Wars, floods, fires, politics, police shootings, child shootings, high levels of divorce, an increase in mental health issues, toxic water or food, all are realities in our world today; a world that is smaller and more accessible than ever before due to technology. If you watch television, listen to the radio, have an electronic pad or smart phone, you don't just read about these earthly challenges, you can see them up close and personal. The news is on a 24 hour cycle so we don't miss a thing. Even so, there is gun violence that we don't hear about; famine that is too massive to imagine; refugee crises in too many countries to count. Add to all of this your early messages about life, tragedy, trauma and feelings. Yet, you are expected to go to work, care for a partner, child or aging parent, buy groceries, pay bills, take a shower and put one foot in front of the other. Are there days when you throw your hands up in anguish? Shake your head in despair? Shed a tear of frustration? Wonder how you can get beyond all the negativity to a positive outlook for your present and future?
Life is a struggle; the key is to travel through your obstacles with grace; so say the Buddhists, if I may paraphrase. How to do so is the question.
Here are a few suggestions that many of my clients have used with great satisfaction over the years:
1. Take a news vacation. Give yourself a day or a week of no news! The world will go on. You will eventually find out what happened. This technique will allow you to reboot (pun intended).
2. While on your news vacation, find a favorite calming practice.

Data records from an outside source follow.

PR #1998, opened 2026-08-13
feat(project): scaffold add harness handler

Hweinstock:
### Problem 
We're missing functionality to add resources to a project. This PR sets up the handler for `agentcore project add harness` as an example, and scaffolds the remaining work for add. 

### Solution 
- setup a handler that takes the same flags at the imperative harness create (with a extra few project specific ones). Alternatively considered using different flags from imperative, but this creates an inconsistent UX where project command inputs are similar to api shapes, but slightly different (ex. containerUri is top level, vs nested in json). 
- convert those flags into the spec format expected by the schemas. 
- scaffold an add function for the shared functionality. 

### Testing / Verification 
- created a project, attempted to add a harness and got the not implemented error. 
- add unit tests for the flag parsing. 

## Next Steps
- I want to move the scaffolding of runtime into the add function, then call that from the handler when we're scaffolding. This will make it easier to re-use the logic, and handle harness in the same place. 
- implement the rest of add via json source.


src/core/project/manager.tsx
```diff
@@ -123,6 +130,15 @@ export class FsProjectManager implements ProjectManager {
     return project;
   }
 
+  // eslint-disable-next-line require-yield
+  public async *add<TResource extends ProjectResource>(
```
Hweinstock: i'm imagining minimal special casing here. We'll want to scaffold files for runtime/harness, then the rest should be simple shared logic to write the schema changes. We will also need some special casing for harness since it links to the config in the scaffolded files.

src/handlers/project/add/harness/index.ts
```diff
@@ -0,0 +1,400 @@
...
+      for await (const event of config.projectManager.add(project, "harness", harnessConfig)) {
+        config.io.stderr.write(`${event.message}\n`);
+      }
+
+      config.io.stderr.write(`added harness '${flags["name"]}' to '${project.name}'`);
+    },
+  });
+
+/** Converts the SDK's tagged-union model config into the flat project-schema shape. */
+function toModelConfig(modelConfig: HarnessModelConfiguration): HarnessModel {
```
Hweinstock, line 162: we handle all the api shape --> project schema conversion in the handler to keep the shared logic clean.

jariy17 (approved):

src/handlers/project/project.test.ts
```diff
@@ -98,21 +108,261 @@ describe("project create", () => {
...
+    ["tags", ["--name", "x", "--tags", '{"team":"ml"}']],
+    ["allowed-tools", ["--name", "x", "--allowed-tools", "*", "@builtin"]],
+    [
+      "max-iterations, max-tokens, timeout-seconds",
+      ["--name", "x", "--max-iterations", "10", "--max-tokens", "4096", "--timeout-seconds", "60"],
+    ],
+  ])("%s", async (_label, flags) => {
+    await inProject();
+    // TODO: update to verify that the project updates.
+    await expect(run(["add", "harness", ...flags])).rejects.toThrow("not yet implemented");
```
jariy17, line 306: TODO: MAke sure you fix tests after implementation

jariy17 (approved):

src/core/project/manager.tsx
```diff
@@ -123,6 +130,15 @@ export class FsProjectManager implements ProjectManager {
     return project;
   }
 
+  // eslint-disable-next-line require-yield
+  public async *addResource<TResource extends ProjectResource>(
```
notgitika, line 134: nice!

tejaskash (approved):

src/handlers/project/add/harness/index.ts
```diff
@@ -0,0 +1,449 @@
...
+  if ("agentCoreGateway" in c && c.agentCoreGateway) {
+    return {
+      type: tool.type,
+      name: tool.name,
+      config: {
+        agentCoreGateway: {
+          gatewayArn: requireField(c.agentCoreGateway.gatewayArn, "agentCoreGateway.gatewayArn"),
+        },
+      },
+    };
```
notgitika, line 238: what about when users set outbound auth or JWT here? are these being dropped or are they somewhere where I'm missing them. I am looking at `toAuthorizationConfig` below and I see those fields.

src/handlers/project/project.test.ts
```diff
@@ -98,21 +108,261 @@ describe("project create", () => {
...
+    ],
+  ])("%s", async (_label, flags) => {
+    await inProject();
+    await expect(run(["add", "harness", ...flags])).rejects.toBeInstanceOf(InputValidationError);
+  });
+});
+
+describe("project build", () => {
+  async function inBuildableProject(): Promise<string> {
+    const projectRoot = await inProject("MyAgent");
```
notgitika, line 358: nice!

notgitika (approved):

src/handlers/project/add/harness/index.ts
Hweinstock: good catch, looks like we want to wire up the field here https://github.com/aws/agentcore-cli/blob/a9d34be3ce4af79ed14b49a2f1b6a2d56d654af5/src/projectSchemas/harness.ts#L195 from https://docs.aws.amazon.com/bedrock-agentcore-control/latest/APIReference/API_HarnessAgentCoreGatewayConfig.html. I'll track this as a follow-up.

notgitika: thanks!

Plug into music, meditate, try yoga or Tai Chi, draw, sing, dance, walk in the woods or on the beach; find your peaceful place and go there regularly.
3. Recoonnect with gratitude. Are you grateful for family? friends? a roof over your head? food on your table? your job or career? school? a working body part? the sun? the rain? Find a way to acknowledge that appreciation out loud. "Thank-you foot, for working after surgery." "I am grateful for my beautiful garden."

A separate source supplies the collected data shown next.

PR #2001, opened 2026-08-14
feat: implement project deploy command

notgitika:
This PR adds the project deploy command. it resolves the deployment target, synthesizes, bootstraps that target's environment, then deploys its stack. Synth reuses build's code path, so build's dependency check runs before anything touches AWS.

stack environments come from `agentcore/aws-targets.json`, which create() scaffolds empty. An empty list is an error naming the file to fill in, rather than an account resolved from the active credentials, deploy shouldn't guess where the user's infra belongs. It's checked before synth, so an empty list fails without running anything.

one deploy ships one target. `--target` selects it and defaults to default, so a project with a staging and a prod target can't reach prod by accident. The target is resolved before synth, so a misspelled --target costs no build and the error lists the configured names. which stack belongs to the target comes from the synthesized manifest, matched on the `agentcore:target-name` tag the generated CDK app already writes, so the CLI never has to reproduce that app's stack-naming convention.

bootstrap runs only where it's needed: a deploy reads `CDKToolkit`'s `BootstrapVersion` first and bootstraps only when the stack is missing, unreadable, or older than version 30, the same minimum the published CLI requires. It still bootstraps with `createCustomerMasterKey: true` to match that CLI, so a first deploy provisions a KMS key for the staging bucket. probing first is what stops a later deploy from rewriting a `CDKToolkit` somebody else bootstrapped without one.

Not in this PR:

This is the synth -> bootstrap -> deploy spine. Everything else the existing deploy does is deliberately left out for now:

- No credential preflight. Nothing checks that credentials exist or that their account matches the target's, so a wrong-account credential surfaces as a CDK error partway through rather than an upfront message naming both accounts. Follow-up.
- An empty aws-targets.json is an error, not auto-populated. Filling it in from the active credentials is a follow-up.
- Nothing is written to deployed-state.json. The existing CLI provisions identity, OAuth, and payment credential providers before synth and records their ARNs there, and the generated CDK app reads them back to build its stacks. Because this PR writes none of it, a project declaring payments fails during synth asking for credential providers that nothing creates; projects needing no pre-deploy identity are unaffected. Follow-up.
- No post-deploy steps. No knowledge-base ingestion, dataset upload, observability setup, or online-eval config, and no deployment state recorded for later commands to read. Stack outputs still reach the user: the deploy prints them under its result line. Follow-up.
- No --diff. Follow-up. No --dry-run either, by design: build already synthesizes without touching AWS, which is what a dry run is here.
- One target per deploy. No `--all` or multi-target deploy. Follow-up.
- Only deploy writes to the shared log and prints where it is. build and dev don't yet. Follow-up.


src/io/cdk.ts
```diff
@@ -0,0 +1,118 @@
...
+import {
+  BaseCredentials,
+  BootstrapEnvironments,
+  BootstrapStackParameters,
+  StackSelectionStrategy,
+  Toolkit,
+  type IIoHost,
+  type IoMessageLevel,
+} from "@aws-cdk/toolkit-lib";
+
```
notgitika: this static import is increasing the binary size and startup latency by a lot. looking into solutions

notgitika:
increasing test coverage

src/handlers/project/deploy/index.ts
```diff
@@ -1,11 +1,44 @@
...
+        "skip-bootstrap",
+        "skip bootstrapping the target environment before deploying",
+        z.boolean().default(false),
+      ),
+    ],
+    handle: async (ctx, flags) => {
+      // withProject has already resolved the enclosing project.
+      const project = ctx.require(ProjectKey);
+
+      // Progress and the CDK toolkit's own output both go to stderr, keeping stdout
```
Hweinstock: does it make sense to avoid cdk specific language since we expect a terraform extension soon?

src/handlers/project/deploy/index.ts
```diff
@@ -1,11 +1,44 @@
...
-    handle: async () => {
-      throw new NotImplementedError("agentcore project deploy is not implemented yet");
+    flags: [
+      flag(
+        "target",
+        "name of the aws-targets.json entry to deploy to",
+        z.string().default("default"),
+      ),
+      flag(
+        "skip-bootstrap",
```
Hweinstock: out of curiosity, when would a customer want to skip bootstrap? My understanding is that if an account/region is already bootstrapped it no-ops fairly quickly.

src/handlers/project/types.ts
```diff
@@ -20,9 +20,26 @@ export type CreateProjectInput = {
   skipGit?: boolean;
 };
 
-/** A progress step reported while a long-running project operation runs. */
-export type ProjectEvent = {
-  message: string;
+/**
+ * Something worth showing the user while a long-running project operation runs.
+ *
+ * A union rather than two optional fields, so an event is always exactly one of the
```
Hweinstock: does this comment explain anything that isn't clear from the code?

src/handlers/project/types.ts
```diff
@@ -20,9 +20,26 @@ export type CreateProjectInput = {
...
+ * two and a consumer that only writes text can read `message` without checking
+ * which it got.
+ */
+export type ProjectEvent =
+  /** A progress step, in this CLI's own wording. */
+  | { kind: "step"; message: string }
+  /** A line of output, forwarded as the tool that produced it phrased it. */
+  | { kind: "output"; message: string };
+
+export type DeployProjectOptions = {
```
Hweinstock: since all of these options are marked as required does `input` make more sense? I think "options" usually implies "optional".

src/core/project/manager.tsx
```diff
@@ -158,8 +171,137 @@ export class FsProjectManager implements ProjectManager {
     // The generated package.json defines `cdk` as "npm run build && cdk", so this
```
Hweinstock: is this comment overly verbose? It feels a little distracting to me.

src/core/project/manager.tsx
```diff
@@ -158,8 +171,137 @@ export class FsProjectManager implements ProjectManager {
...
+      }
+    }
+  }
+
+  // Synthesizes, bootstraps the target's environment, then deploys its stack.
+  private async *deployWithCdk(
+    project: Project,
+    options: DeployProjectOptions,
+  ): AsyncGenerator<ProjectEvent, void> {
+    // Every stack's environment comes from aws-targets.json, so an empty list means
```
Hweinstock: this comment feels pretty confusing to me. I think its saying aws-targets is the source of truth, but its very verbose.

src/handlers/project/types.ts
```diff
@@ -20,9 +20,26 @@ export type CreateProjectInput = {
...
+  /** The resolved AWS region, forwarded to the CDK subprocesses. */
+  region: string;
+  /** Skip bootstrapping the target environment before deploying. */
+  skipBootstrap: boolean;
+  /** Name of the aws-targets.json entry to deploy. */
+  target: string;
```
Hweinstock, line 44: is there a use case for deploying multiple targets?

src/core/project/manager.tsx
```diff
@@ -158,8 +171,137 @@ export class FsProjectManager implements ProjectManager {
...
+      yield* this.streamCdk({ kind: "bootstrap", environments: [environment] }, run);
+    }
+
+    yield { kind: "step", message: `Deploying ${stackName}` };
+    yield* this.streamCdk({ kind: "deploy", stackName }, run);
+  }
+
+  // Drives a CDK operation, surfacing the toolkit's messages as project events and
+  // logging them. Anything below info stays in the debug log rather than on screen.
+  private async *streamCdk(
```
Hweinstock: would this make sense on the cdk runner directly?

src/core/project/manager.tsx
```diff
@@ -158,8 +171,137 @@ export class FsProjectManager implements ProjectManager {
...
+  }
+
+  // Reads aws-targets.json, treating a missing file as empty and surfacing a parse
+  // failure as an actionable error that names the file rather than a Zod dump.
+  private async readDeploymentTargets(projectRoot: string): Promise<AwsTarget[]> {
+    const path = this.targetsPath(projectRoot);
+    if (!existsSync(path)) return [];
+    try {
+      return await this.json.read(path, AwsTargetsSchema);
+    } catch (cause) {
```
Hweinstock, line 298: Would it be simpler to improve the error message on `json.read` instead of rewrapping here?

src/core/project/assembly.ts
```diff
@@ -0,0 +1,62 @@
...
+});
+
+/**
+ * The name of the stack in the synthesized assembly that belongs to `target`.
+ *
+ * The generated CDK app synthesizes one stack per deployment target and tags each
+ * with the target's name, so deploy asks the assembly which stack to ship rather
+ * than deriving the name itself and hoping the two agree.
+ */
+export async function stackForTarget(
```
Hweinstock, line 30: shouldn't the synth output the stack name? Is there a reason we need to re-derive it here?

src/core/project/manager.tsx
```diff
@@ -158,8 +171,137 @@ export class FsProjectManager implements ProjectManager {
...
-    yield { message: "Synthesizing CloudFormation templates" };
-    await this.run(["npm", "run", "cdk", "--", "synth", "--quiet"], cdkDir);
+    //
+    // --output is passed explicitly rather than left to cdk.json, because deploy
+    // reads this directory back. A project that sets cdk.json's `output` would
+    // otherwise send synth somewhere deploy never looks, and deploy would ship
+    // whatever stale assembly it found there while reporting success.
+    yield { kind: "step", message: "Synthesizing CloudFormation templates" };
+    await this.run(
+      ["npm", "run", "cdk", "--", "synth", "--quiet", "--output", this.assemblyPath(project)],
```
Hweinstock: is there a way we can move more of the CDK specific logic into a separate class/module (maybe the CDK runner that already exists)?

I feel like the project manager is going to grow a lot as we add more project functionality, and I think it makes sense as a orchestration layer over the project functionality that shouldn't be concerned with implementations. For example, I feel like the scaffolding code that @tejaskash did is a nice example of separation of concerns we could try to follow.

Hweinstock (commented):
I think this is one of the hardest pieces of functionality to implement in the project, but I think this is an awesome start. Had a few questions about ways we might be able to simplify, and maybe make it easier to support terraform in the future. 

Also, maybe just nit on my end, but I find some of the comments overly verbose and distracting. However, if we see value in them expressing ideas not already expressed in the code, then I'm open to keeping them.

src/handlers/project/deploy/index.ts
notgitika: true, editing the comment

src/handlers/project/types.ts
notgitika: you are right, removed

src/handlers/project/types.ts
notgitika: yes, I renamed this to `DeployProjectInput`, matching `CreateProjectInput`/`ResolveProjectInput`.

src/core/project/manager.tsx
notgitika: haha yes I am editing all comments now

src/core/project/manager.tsx
notgitika: yes, made it concise

src/core/project/manager.tsx
notgitika: agree, I will move this to a `backends/cdk.ts` file

src/handlers/project/deploy/index.ts
notgitika: it is a no-op for now. it is a pretty quick operation so honestly we can just remove it and see if there is a need to add it back

src/handlers/project/types.ts
notgitika: i dont see any really. `--target` is required and resolved before anything is built. so far, one deploy ships one target.
we can add a `--all` flag or the ability to deploy multiple ones in one go.

src/core/project/manager.tsx
notgitika: moved the logic

src/core/project/assembly.ts
notgitika: nothing is re-derived. `stackForTarget` reads synth's manifest.json and selects the stack whose `agentcore:target-name` tag matches, precisely so the CLI never reproduces the app's naming convention

src/handlers/project/types.ts
notgitika: planning to add --target DEFAULT as default in a follow up PR when I do the credential preflight threading. it is not in the scope for this PR

src/projectSchemas/aws-targets.ts
```diff
@@ -0,0 +1,12 @@
+import z from "zod";
+
+/**
+ * Mirrors AwsDeploymentTarget in @aws/agentcore-cdk: each entry names the account and
+ * region the CDK app synthesizes a stack for. `agentcore project create` scaffolds an
+ * empty list, so a project has no targets until the user fills them in.
+ */
```
notgitika, line 7: follow up PR would add the aws credential pre-flight that we do currently in the CLI, if needed

src/handlers/project/deploy/index.ts
notgitika: when the region's already bootstrapped. because for us that isn't quite a no-op. we bootstrap with `withExisting({ createCustomerMasterKey: true })`, so re-running it updates the shared CDKToolkit stack and rewrites a staging bucket that had no CMK to use a customer-managed key. It also needs CloudFormation/IAM write access on every deploy, which a deploy-only role doesn't have. (I could recreate this that is why i'd added the flag).

but that's better handled by not bootstrapping than by a flag, so the flag is gone and we probe like main branch does: one DescribeStacks on CDKToolkit, read BootstrapVersion, require >= 30, bootstrap only if it's missing or older

src/core/project/manager.tsx
notgitika: `DeserializationError` already names the path, so the message isn't the issue. the rewrap adds the `TARGETS_EXAMPLE` (schema-specific, can't live in json.read) and the error source: DeserializationError is a plain Error, so `fromError` marks it INTERNAL and a user's typo counts as a CLI bug. ProjectStateError is USER.

that said, DeserializationError should probably be USER-sourced for every caller. what do you think? if so, I can raise a follow-up PR but it would affect everything so I don't wanna lump it in this already massive one :)

src/io/cdk.ts
notgitika: fixed it

src/io/cdk.ts
```diff
@@ -0,0 +1,282 @@
...
+ * Worth one read: bootstrapping updates a CloudFormation stack every deploy in the account
+ * shares, so an environment somebody has already prepared is left exactly as they left it.
+ */
+export const isBootstrapCurrent = async (
+  region: string,
+  read: (region: string) => Promise<BootstrapStack> = describeBootstrapStack,
+): Promise<boolean> => {
+  // A stack that cannot be read counts as absent: bootstrap then reports the real
+  // problem — no such stack, no permission — better than a probe could.
+  const { version, usable } = await read(region).catch(() => ({ version: 0, usable: false }));
```
tejaskash, line 280: [P1] Could we only convert the CloudFormation stack-not-found `ValidationError` into `false` and rethrow all other errors? Right now AccessDenied, throttling, and timeouts all look like "stack absent", so deploy proceeds to `cdk bootstrap`. That can fail deploy-only roles and, after a transient read failure, update the shared `CDKToolkit` stack with `createCustomerMasterKey: true`.

src/handlers/project/deploy/index.ts
```diff
@@ -1,11 +1,66 @@
...
+            continue;
+          }
+          logger.info(event.message);
+          config.io.stderr.write(`${event.message}\n`);
+        }
+
+        // The outputs are logged as they are reported rather than as the lines below print
+        // them, so a later run can be compared against this one.
+        logger.child({ outputs }).info("deployed project");
+        config.io.stderr.write(`Deployed project '${project.name}'\n`);
```
tejaskash, line 53: [P2] Could the final result use stdout, and the global JSON renderer when `--json` is set? Every success/output write here goes to stderr, so `agentcore project deploy --json` leaves stdout empty and callers cannot pipe the deployed endpoints or ARNs. Progress can remain on stderr.

src/logging/location.tsx
```diff
@@ -0,0 +1,52 @@
...
+ * The prefix the rotating file transport names its files after: it writes
+ * `<prefix>-<date>.log`, and a further `.<n>` when a day's log passes the size limit.
+ */
+export function logFilePrefix({ home = homedir() }: Location = {}): string {
+  return join(home, ...LOG_DIRECTORY, LOG_PREFIX);
+}
+
+/** The file the rotating transport is writing for this run's day. */
+export function logFilePath({ home, at = RUN_STARTED_AT }: Location = {}): string {
+  return `${logFilePrefix({ home })}-${day(at)}.log`;
```
tejaskash, line 41: [P2] `logFilePath` always returns the base dated path, but `DailyRotateFile` moves active writes to `.1.log`, `.2.log`, and so on after 5 MB, and the transport does not create a symlink. A failure after rotation therefore prints an older file that may not contain the failure details. Could we report the active rotated file, or print a stable symlink/directory instead?

src/projectSchemas/aws-targets.ts
```diff
@@ -0,0 +1,19 @@
...
+export const AwsTargetsSchema = z.array(
```
tejaskash, line 8: [P2] Could this schema reuse or fully mirror the pinned `AwsDeploymentTargetsSchema`? `@aws/agentcore-cdk@0.1.0-alpha.45` enforces target-name syntax and length, supported regions, and unique target names. The current schema accepts empty or invalid names, unsupported regions, and duplicates, so CLI preflight succeeds and synthesis fails later.

tejaskash (commented):
Four correctness issues found during deploy-path validation.

src/testing/logging.tsx
```diff
@@ -38,6 +38,40 @@ export function createSilentLogger(): Logger {
...
+  message: string;
+  /** The bindings in effect on the child it was logged through. */
+  bindings: LoggerBindings;
+}
+
+/**
+ * Create a logger that records what was logged instead of writing it anywhere, so a
+ * test can assert on the level and bindings a line carries rather than only its text.
+ */
+export function createRecordingLogger(): { logger: Logger; logs: RecordedLog[] } {
```
Hweinstock, line 53: can't we already do this with the log query functionality below? I believe we get the whole structured object.

src/testing/TestCoreClient.tsx
```diff
@@ -1178,6 +1179,20 @@ export class TestGatewayClient implements CoreGatewayClient {
...
+   *
+   * Emitted messages are collected and then yielded, rather than delivered while
+   * the operation is still running as the real runner does. That the real one
+   * delivers them as they arrive is covered directly, in `src/io/cdk.test.ts`.
+   */
+  onCdkOperation?: (operation: CdkOperation, emit: (event: CdkEvent) => void) => void;
+  /** The outputs a deploy produces, as the real toolkit reports a deployed stack's. */
+  cdkOutputs?: CdkOutputs;
+  /** Whether the target environment already has a bootstrap stack a deploy can use. */
+  alreadyBootstrapped?: boolean;
```
Hweinstock, line 1195: is there a way we can inject implementations that exhibit this behavior, rather than special test flags?

src/testing/TestCoreClient.tsx
```diff
@@ -1947,14 +1962,49 @@ export class TestCoreClient implements Core {
...
+      this.projectCommands.push({ command, cwd });
+    };
+    const checkTool = async () => {}; // CI hosts don't have uv installed
     this.projectManager = new FsProjectManager({
-      logger: options?.logger ?? createSilentLogger(),
+      logger,
       json: options?.json,
-      runner: async (command, { cwd }) => {
-        this.projectCommands.push({ command, cwd });
+      runner,
```
Hweinstock, line 1981: i'm not sure I follow what this code is for. Is the idea that we want to test a non-mocked project manager? If so, could we leverage the real one with test dependencies?

src/index.ts
```diff
@@ -30,8 +30,10 @@ process.exit(
     // generate a unique identifier corresponding to this process of this CLI. (ex. one command invoke, one TUI session)
     const cliSessionId = crypto.randomUUID();
 
+    // The rotating log every command writes to, shared with the commands that print where
```
Hweinstock, line 33: I feel like this comment exposes implementation details that are only relevant to the logger.

src/logging/location.tsx
```diff
@@ -0,0 +1,52 @@
+import { homedir } from "node:os";
```
Hweinstock, line 1: im confused why we need to make changes to logging. Could we simplify by pointing the customer to `~./agentcore/logs/`?

src/handlers/project/deploy/index.ts
```diff
@@ -1,11 +1,66 @@
...
+
+      // Progress goes to stderr, keeping stdout for machine output. The deployment
+      // tooling's own narration goes to the log, so a deploy shows only its steps.
+      try {
+        let outputs: Record<string, string> = {};
+        for await (const event of config.projectManager.deploy(project, {
+          region: ctx.require(RegionKey),
+          target: flags.target,
+        })) {
+          if (event.kind === "outputs") {
```
Hweinstock, line 40: would it be simpler to have outputs as part of the return value?

src/core/project/manager.tsx
Hweinstock: do we need `TARGETS_EXAMPLE`? Letting the deserialization bubble up with the correct error source feels like the simplest implementation, but unsure if I am missing a requirement?

src/core/project/manager.tsx
```diff
@@ -49,13 +58,22 @@ export class FsProjectManager implements ProjectManager {
...
   private readonly json: ReadWriteJson;
+  private readonly backends: Partial<Record<ManagedBy, ProjectBackend>>;
 
   constructor(config: ProjectManagerConfig) {
     this.logger = config.logger;
     this.source = config.source ?? defaultSource();
     this.runner = config.runner ?? runProcess;
     this.checkTool = config.checkTool ?? requireTool;
     this.json = config.json ?? new FsReadWriteJson({ logger: config.logger });
+    this.backends = config.backends ?? {
```
Hweinstock, line 69: Would IaC be a more descriptive name than backend?

src/core/project/assembly.ts
Hweinstock: I guess re-derive is the wrong word, but I'm wondering why the build doesn't output the stack name allowing us to avoid inspecting the assembly directly.

Hweinstock (commented):
I wasn't able to review all of the latest changes, but I think this PR is getting too big and complex. Do you see an opportunity to split this up into smaller simpler chunks?

src/core/project/manager.tsx
notgitika: the reason I chose backends is because there would be a `non-iac` implementation in the future. furthermore, the abstraction represents whatever builds and deploys the project’s artifacts. 

I could change it to `ProjectDeploymentBackend` or something along those sorts if we want a more specific name

notgitika:
decomposing into PRs
#2055 #2056 #2057 #2058

src/core/project/manager.tsx
notgitika: Addressed in #2058 (c76b6380): deploy now lets the shared user-sourced DeserializationError from json.read() propagate directly. TARGETS_EXAMPLE remains only for the distinct missing-file and valid-but-empty-list cases.

src/core/project/assembly.ts
notgitika: Kept the manifest lookup in #2058 because generic build has no deployment target and may synthesize multiple stacks; the cloud assembly is CDK synth’s structured output, so returning one stack from build would still require this lookup while leaking CDK-specific semantics into the build contract. Clarified the implementation in c76b6380 by renaming stackForTarget/stackName to stackArtifactIdForTarget/stackArtifactId.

4. Find a way to bring hope into your daily life. When we hope, the future is possible. Take baby steps. When we are not used to wishing for ourselves or when our dreams have been dashed, we gingerly enter back in to the world of optimism. Give yourself permission to hope for waking with a smile tomorrow; just because.
You can enter into pessimism quite easily and stay there with little effort. Changing the course of your attitude, thoughts and feelings takes a bit more work, but can become a healthy coping skill and habit. As George Harrison wrote and sang "Here comes the sun and I say, it's all right!"